**The task**
Each line with the word "state" must appear in the answer, copied from the records.

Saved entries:
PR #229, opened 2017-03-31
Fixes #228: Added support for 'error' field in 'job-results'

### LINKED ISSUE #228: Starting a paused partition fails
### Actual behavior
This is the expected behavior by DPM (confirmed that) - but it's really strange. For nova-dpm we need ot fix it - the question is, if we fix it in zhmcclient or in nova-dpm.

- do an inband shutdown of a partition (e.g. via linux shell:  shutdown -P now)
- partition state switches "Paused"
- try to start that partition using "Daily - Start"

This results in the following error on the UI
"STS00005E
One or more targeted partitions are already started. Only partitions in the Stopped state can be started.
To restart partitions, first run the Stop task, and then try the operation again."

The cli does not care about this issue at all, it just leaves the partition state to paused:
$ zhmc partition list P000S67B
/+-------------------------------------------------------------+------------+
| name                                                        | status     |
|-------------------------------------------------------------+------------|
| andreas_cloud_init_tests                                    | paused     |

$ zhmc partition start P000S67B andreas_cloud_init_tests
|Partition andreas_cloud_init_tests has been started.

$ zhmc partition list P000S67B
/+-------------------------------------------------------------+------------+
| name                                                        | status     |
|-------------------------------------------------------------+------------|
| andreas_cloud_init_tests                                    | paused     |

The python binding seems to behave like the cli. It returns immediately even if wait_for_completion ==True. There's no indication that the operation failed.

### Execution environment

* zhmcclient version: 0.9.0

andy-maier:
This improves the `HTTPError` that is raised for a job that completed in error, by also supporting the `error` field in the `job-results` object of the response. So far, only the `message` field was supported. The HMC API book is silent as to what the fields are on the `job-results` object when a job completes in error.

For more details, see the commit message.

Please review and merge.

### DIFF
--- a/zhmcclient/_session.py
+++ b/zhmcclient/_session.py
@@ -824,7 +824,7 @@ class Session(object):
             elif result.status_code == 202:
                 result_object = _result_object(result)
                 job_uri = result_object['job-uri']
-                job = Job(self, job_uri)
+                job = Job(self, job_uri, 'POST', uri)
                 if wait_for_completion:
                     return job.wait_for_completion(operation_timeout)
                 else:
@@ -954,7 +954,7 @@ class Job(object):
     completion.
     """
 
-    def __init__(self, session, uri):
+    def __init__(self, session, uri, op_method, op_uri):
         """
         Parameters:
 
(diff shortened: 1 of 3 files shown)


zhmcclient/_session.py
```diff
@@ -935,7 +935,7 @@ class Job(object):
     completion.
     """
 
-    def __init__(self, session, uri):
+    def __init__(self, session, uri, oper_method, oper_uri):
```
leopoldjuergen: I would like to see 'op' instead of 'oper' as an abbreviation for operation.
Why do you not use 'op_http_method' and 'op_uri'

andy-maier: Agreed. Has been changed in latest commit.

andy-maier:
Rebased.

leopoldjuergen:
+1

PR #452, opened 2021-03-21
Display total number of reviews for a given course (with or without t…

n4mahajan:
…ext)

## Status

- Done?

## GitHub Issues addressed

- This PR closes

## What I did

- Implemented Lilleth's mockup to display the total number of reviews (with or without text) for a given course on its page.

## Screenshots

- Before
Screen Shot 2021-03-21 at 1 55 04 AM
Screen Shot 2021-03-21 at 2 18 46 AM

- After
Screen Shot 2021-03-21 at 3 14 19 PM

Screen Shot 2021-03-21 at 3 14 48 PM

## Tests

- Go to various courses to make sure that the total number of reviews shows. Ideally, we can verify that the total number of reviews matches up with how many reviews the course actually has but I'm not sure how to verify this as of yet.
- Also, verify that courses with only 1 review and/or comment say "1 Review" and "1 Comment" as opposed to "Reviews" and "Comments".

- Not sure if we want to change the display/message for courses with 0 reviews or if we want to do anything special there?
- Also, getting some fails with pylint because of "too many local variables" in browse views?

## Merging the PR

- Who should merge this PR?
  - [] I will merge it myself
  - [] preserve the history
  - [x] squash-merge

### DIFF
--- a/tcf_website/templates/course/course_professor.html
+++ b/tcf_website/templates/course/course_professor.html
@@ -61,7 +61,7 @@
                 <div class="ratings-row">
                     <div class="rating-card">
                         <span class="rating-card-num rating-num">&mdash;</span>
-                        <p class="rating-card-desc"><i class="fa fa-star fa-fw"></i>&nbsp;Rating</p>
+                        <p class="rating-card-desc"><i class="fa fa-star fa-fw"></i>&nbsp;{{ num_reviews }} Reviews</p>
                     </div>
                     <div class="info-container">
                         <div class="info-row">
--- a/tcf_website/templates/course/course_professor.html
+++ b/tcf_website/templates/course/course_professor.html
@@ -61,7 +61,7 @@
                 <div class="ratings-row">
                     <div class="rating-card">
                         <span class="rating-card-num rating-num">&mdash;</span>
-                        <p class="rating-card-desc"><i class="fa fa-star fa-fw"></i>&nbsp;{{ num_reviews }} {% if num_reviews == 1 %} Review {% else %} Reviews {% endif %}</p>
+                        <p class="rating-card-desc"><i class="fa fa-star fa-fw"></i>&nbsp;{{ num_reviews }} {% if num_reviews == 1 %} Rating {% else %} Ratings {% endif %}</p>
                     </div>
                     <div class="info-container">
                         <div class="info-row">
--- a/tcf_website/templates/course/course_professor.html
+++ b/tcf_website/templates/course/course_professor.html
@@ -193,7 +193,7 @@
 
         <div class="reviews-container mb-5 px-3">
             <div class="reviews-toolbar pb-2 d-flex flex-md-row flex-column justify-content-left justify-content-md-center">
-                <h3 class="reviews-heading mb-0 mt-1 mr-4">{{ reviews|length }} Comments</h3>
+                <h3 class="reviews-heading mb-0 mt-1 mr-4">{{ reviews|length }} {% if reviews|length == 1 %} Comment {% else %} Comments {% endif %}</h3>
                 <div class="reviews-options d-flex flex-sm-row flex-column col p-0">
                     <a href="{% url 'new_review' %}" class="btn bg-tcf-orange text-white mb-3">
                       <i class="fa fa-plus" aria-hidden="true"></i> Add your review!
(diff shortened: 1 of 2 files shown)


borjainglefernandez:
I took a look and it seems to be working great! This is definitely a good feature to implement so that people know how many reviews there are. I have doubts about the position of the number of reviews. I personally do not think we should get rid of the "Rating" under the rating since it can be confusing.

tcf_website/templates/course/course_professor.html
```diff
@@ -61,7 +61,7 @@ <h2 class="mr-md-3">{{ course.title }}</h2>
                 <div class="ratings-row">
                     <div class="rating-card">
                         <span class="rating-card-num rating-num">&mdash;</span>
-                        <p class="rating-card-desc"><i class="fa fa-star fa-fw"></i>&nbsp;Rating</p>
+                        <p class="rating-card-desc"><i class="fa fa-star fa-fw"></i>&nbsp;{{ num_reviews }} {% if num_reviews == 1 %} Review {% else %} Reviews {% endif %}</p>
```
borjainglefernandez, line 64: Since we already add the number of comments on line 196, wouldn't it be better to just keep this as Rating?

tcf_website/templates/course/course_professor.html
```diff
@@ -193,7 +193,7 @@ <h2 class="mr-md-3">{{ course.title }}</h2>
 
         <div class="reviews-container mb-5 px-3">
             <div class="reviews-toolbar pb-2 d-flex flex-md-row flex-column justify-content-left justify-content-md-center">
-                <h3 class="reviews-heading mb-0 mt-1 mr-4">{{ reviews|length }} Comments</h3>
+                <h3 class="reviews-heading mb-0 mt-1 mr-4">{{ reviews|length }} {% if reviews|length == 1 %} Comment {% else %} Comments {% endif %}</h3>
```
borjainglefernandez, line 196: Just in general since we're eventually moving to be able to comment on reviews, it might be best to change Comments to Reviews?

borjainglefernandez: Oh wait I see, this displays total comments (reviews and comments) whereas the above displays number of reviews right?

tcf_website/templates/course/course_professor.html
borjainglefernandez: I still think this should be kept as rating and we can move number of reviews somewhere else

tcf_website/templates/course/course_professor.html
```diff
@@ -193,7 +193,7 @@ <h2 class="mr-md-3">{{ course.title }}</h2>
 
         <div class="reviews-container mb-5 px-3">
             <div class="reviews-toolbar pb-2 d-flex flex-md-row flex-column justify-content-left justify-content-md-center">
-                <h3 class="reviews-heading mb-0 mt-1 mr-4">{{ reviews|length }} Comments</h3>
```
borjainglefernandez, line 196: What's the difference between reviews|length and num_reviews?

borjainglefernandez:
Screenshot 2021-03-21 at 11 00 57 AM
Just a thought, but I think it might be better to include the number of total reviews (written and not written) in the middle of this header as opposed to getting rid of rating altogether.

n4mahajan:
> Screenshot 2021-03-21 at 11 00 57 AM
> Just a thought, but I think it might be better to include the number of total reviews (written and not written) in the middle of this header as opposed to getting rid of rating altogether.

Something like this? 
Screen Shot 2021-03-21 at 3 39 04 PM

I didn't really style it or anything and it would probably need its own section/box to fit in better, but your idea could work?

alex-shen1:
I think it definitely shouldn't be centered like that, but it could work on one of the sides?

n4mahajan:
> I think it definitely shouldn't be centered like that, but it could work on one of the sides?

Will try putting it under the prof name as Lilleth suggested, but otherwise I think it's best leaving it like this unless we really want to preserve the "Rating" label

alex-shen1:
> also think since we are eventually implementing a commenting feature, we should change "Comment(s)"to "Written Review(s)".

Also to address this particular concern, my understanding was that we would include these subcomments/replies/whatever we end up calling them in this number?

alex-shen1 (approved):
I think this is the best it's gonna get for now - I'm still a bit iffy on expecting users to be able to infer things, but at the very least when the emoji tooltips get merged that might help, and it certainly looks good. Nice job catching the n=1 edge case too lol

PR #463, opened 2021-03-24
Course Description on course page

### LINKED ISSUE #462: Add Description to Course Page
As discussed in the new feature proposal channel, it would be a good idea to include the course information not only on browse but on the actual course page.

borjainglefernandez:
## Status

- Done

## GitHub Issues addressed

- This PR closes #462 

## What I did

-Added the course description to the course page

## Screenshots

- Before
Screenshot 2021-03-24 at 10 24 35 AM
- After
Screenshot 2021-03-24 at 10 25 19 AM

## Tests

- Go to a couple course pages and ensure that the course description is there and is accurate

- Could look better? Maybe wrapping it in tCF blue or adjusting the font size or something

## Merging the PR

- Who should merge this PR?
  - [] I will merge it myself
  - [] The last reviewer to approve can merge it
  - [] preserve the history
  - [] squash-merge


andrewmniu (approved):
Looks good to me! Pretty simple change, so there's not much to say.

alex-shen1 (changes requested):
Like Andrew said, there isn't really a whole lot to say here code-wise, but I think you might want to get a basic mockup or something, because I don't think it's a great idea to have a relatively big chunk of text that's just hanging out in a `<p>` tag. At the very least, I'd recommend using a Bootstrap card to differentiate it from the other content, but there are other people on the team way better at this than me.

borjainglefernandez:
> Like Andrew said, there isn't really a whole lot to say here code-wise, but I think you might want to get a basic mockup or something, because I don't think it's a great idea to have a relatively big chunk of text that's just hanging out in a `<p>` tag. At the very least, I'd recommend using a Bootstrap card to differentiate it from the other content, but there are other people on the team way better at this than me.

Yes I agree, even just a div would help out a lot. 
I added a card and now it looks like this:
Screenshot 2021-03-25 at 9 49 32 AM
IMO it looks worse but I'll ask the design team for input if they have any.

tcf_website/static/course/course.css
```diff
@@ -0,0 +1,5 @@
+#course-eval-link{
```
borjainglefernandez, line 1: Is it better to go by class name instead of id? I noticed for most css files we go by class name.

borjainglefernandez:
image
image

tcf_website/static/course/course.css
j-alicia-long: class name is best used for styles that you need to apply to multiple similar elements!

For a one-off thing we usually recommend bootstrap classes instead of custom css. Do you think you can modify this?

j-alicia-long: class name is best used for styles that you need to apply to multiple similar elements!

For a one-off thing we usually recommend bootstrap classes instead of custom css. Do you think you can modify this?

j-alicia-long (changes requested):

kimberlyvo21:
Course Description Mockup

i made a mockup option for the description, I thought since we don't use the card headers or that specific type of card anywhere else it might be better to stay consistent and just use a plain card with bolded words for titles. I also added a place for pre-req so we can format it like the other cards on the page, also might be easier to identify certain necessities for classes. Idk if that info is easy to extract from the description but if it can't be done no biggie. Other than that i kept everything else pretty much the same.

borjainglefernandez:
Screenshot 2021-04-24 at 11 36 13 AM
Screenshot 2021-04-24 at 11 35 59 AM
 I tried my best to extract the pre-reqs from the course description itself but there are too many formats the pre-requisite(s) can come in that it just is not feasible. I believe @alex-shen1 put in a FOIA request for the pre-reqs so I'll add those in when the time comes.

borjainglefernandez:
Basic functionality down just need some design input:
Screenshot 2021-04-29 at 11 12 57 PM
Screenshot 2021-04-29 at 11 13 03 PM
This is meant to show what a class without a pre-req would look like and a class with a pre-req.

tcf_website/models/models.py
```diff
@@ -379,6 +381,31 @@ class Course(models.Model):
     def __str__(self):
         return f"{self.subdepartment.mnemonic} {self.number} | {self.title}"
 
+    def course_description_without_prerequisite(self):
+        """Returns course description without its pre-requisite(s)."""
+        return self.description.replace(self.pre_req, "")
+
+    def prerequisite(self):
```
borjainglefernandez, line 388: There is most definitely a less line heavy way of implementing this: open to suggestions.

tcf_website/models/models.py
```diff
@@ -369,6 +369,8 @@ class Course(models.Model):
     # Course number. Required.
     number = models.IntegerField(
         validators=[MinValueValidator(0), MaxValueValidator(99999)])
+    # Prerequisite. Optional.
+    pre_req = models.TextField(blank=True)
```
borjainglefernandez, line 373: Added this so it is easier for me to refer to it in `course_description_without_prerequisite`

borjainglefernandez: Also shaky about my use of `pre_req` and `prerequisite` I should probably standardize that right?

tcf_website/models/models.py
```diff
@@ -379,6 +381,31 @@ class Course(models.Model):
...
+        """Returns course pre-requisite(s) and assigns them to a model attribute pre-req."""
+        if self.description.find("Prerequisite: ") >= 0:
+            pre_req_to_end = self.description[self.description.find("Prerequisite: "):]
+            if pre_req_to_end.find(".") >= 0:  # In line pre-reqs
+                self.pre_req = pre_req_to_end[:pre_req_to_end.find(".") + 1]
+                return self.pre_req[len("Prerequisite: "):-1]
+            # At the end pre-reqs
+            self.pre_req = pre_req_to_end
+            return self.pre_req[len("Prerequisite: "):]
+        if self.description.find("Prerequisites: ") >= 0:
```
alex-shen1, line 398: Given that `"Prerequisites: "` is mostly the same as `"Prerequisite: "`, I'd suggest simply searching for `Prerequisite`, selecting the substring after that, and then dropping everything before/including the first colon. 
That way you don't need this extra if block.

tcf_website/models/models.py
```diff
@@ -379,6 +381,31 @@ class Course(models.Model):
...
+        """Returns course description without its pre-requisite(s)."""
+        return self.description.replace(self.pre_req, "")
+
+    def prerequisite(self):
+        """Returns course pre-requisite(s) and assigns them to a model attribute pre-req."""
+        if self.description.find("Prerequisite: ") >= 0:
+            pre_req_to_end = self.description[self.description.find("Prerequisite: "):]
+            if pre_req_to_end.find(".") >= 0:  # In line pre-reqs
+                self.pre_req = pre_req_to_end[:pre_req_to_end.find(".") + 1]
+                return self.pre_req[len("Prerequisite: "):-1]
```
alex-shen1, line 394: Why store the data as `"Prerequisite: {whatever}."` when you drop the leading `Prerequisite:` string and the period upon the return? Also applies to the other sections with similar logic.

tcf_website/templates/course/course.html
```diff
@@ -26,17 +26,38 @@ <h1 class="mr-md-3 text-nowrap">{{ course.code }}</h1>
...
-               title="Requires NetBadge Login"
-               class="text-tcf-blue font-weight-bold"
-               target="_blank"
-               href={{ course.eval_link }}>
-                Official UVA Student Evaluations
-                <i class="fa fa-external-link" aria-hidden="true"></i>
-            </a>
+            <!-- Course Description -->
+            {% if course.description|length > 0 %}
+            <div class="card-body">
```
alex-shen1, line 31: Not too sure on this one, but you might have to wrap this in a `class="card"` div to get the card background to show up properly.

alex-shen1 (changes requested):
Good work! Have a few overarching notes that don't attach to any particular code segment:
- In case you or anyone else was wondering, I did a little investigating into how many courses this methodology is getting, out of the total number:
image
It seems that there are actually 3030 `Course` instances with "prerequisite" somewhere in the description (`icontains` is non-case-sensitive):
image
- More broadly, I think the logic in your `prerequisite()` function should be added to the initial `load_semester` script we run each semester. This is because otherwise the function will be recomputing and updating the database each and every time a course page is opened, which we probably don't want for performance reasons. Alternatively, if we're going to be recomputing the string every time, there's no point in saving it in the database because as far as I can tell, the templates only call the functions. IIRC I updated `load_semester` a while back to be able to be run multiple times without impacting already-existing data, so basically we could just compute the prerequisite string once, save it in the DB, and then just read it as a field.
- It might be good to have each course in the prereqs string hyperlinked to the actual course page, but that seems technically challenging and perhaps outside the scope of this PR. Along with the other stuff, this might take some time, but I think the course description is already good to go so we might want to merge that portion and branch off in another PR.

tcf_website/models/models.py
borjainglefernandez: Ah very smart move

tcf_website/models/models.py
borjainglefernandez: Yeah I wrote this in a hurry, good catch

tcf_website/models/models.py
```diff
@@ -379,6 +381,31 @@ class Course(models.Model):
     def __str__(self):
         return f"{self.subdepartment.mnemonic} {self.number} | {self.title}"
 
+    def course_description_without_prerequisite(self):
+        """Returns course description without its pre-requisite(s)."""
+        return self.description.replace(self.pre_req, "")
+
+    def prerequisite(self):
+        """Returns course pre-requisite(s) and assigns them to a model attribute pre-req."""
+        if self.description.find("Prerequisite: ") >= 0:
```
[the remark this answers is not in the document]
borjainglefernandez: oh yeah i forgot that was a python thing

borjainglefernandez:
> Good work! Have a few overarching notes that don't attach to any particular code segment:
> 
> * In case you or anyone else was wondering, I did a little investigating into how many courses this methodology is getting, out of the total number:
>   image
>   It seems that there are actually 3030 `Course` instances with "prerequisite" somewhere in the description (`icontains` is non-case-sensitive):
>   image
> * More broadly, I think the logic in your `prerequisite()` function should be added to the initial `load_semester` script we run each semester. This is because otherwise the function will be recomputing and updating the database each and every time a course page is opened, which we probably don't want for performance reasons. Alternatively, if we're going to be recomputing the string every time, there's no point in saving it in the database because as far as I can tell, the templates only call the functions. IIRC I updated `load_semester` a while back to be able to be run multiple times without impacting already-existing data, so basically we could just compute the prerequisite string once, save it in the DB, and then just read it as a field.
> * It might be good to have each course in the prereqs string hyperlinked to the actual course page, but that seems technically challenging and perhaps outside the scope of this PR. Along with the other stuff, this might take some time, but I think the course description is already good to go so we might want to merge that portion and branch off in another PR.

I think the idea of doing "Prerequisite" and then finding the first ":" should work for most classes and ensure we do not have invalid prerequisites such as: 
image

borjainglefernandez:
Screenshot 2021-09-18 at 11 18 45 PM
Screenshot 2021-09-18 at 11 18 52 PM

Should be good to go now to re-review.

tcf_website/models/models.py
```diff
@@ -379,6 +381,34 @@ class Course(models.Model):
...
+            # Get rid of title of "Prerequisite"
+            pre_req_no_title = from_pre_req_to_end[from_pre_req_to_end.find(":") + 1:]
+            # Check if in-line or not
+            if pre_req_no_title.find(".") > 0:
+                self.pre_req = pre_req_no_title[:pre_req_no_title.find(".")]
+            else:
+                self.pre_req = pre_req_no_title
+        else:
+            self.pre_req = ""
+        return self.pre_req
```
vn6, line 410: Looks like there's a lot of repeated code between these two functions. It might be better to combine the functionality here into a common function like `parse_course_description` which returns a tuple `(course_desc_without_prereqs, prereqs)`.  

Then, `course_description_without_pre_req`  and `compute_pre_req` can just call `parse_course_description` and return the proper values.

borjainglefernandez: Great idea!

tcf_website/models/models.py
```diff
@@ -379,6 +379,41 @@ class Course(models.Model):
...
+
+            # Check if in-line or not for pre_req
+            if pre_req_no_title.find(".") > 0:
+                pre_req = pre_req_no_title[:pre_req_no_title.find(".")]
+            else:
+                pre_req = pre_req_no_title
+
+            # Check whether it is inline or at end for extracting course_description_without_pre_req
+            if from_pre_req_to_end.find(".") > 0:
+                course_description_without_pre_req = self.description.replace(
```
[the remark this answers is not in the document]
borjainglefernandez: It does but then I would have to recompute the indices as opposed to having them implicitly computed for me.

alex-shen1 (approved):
...
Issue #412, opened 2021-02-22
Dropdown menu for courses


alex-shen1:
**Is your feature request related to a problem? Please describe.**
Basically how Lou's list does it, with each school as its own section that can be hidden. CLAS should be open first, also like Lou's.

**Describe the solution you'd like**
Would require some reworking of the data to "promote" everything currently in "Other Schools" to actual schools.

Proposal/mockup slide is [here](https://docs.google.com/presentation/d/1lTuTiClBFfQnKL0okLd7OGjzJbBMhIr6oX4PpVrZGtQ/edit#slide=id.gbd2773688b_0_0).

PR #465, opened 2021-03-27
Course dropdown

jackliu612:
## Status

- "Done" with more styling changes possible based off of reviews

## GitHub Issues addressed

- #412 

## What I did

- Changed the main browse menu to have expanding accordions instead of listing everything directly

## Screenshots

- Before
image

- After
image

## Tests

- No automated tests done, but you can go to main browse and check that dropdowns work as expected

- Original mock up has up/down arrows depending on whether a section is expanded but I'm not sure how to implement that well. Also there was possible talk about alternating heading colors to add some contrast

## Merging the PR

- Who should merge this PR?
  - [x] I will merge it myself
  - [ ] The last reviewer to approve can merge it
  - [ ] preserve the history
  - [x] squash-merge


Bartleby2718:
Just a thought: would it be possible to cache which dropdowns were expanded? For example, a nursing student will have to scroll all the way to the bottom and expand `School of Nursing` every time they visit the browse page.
--
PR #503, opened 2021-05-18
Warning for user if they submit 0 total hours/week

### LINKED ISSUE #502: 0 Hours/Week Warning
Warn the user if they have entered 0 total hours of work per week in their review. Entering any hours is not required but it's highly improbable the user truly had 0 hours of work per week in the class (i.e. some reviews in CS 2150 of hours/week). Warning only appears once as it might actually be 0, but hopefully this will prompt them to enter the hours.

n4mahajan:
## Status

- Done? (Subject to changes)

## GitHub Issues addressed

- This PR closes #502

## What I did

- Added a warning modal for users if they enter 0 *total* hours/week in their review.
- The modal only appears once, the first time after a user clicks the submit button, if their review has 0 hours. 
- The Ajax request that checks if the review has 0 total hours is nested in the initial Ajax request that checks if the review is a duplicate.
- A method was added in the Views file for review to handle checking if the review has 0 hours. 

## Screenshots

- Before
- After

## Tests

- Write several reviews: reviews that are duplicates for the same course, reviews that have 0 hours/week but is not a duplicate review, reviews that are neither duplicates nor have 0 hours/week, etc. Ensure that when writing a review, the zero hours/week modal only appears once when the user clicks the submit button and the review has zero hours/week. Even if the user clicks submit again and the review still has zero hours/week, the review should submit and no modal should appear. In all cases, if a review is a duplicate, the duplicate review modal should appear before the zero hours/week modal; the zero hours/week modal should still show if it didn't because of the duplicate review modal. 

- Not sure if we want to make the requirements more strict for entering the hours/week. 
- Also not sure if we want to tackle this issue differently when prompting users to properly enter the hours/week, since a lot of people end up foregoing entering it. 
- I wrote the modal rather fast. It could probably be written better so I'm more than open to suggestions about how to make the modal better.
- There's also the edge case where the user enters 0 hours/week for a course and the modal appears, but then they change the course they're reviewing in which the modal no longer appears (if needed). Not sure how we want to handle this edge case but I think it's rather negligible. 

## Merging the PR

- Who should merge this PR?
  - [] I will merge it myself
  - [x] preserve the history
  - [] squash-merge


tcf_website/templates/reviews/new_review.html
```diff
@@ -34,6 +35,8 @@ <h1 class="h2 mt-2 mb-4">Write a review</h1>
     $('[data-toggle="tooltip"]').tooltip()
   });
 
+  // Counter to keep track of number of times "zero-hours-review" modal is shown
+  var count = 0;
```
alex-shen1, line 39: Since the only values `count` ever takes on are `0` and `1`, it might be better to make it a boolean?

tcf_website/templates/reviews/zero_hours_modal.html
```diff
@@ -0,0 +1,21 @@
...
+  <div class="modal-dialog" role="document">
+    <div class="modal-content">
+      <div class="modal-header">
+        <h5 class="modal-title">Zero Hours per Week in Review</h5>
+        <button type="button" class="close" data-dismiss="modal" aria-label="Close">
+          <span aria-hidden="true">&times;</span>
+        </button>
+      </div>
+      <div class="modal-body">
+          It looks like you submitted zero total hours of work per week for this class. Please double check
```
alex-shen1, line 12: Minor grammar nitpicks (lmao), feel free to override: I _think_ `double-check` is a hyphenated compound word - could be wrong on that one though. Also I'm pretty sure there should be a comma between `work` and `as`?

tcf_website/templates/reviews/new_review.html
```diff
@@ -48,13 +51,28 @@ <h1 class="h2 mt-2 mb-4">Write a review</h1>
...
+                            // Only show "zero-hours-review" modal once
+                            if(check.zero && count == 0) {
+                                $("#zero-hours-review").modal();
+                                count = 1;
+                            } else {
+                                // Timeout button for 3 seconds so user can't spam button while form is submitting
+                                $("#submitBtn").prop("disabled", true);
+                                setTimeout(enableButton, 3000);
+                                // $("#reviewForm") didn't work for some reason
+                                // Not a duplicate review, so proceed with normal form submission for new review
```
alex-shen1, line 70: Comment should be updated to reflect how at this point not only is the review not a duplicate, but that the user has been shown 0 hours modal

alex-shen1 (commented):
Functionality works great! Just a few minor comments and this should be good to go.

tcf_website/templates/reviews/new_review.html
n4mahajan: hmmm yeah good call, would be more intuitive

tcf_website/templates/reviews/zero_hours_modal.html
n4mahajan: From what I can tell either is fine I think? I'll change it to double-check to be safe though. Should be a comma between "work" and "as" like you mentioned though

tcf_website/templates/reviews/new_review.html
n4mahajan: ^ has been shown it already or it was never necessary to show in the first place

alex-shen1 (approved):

**Response to the task**
- partition state switches "Paused"
One or more targeted partitions are already started. Only partitions in the Stopped state can be started.
The cli does not care about this issue at all, it just leaves the partition state to paused:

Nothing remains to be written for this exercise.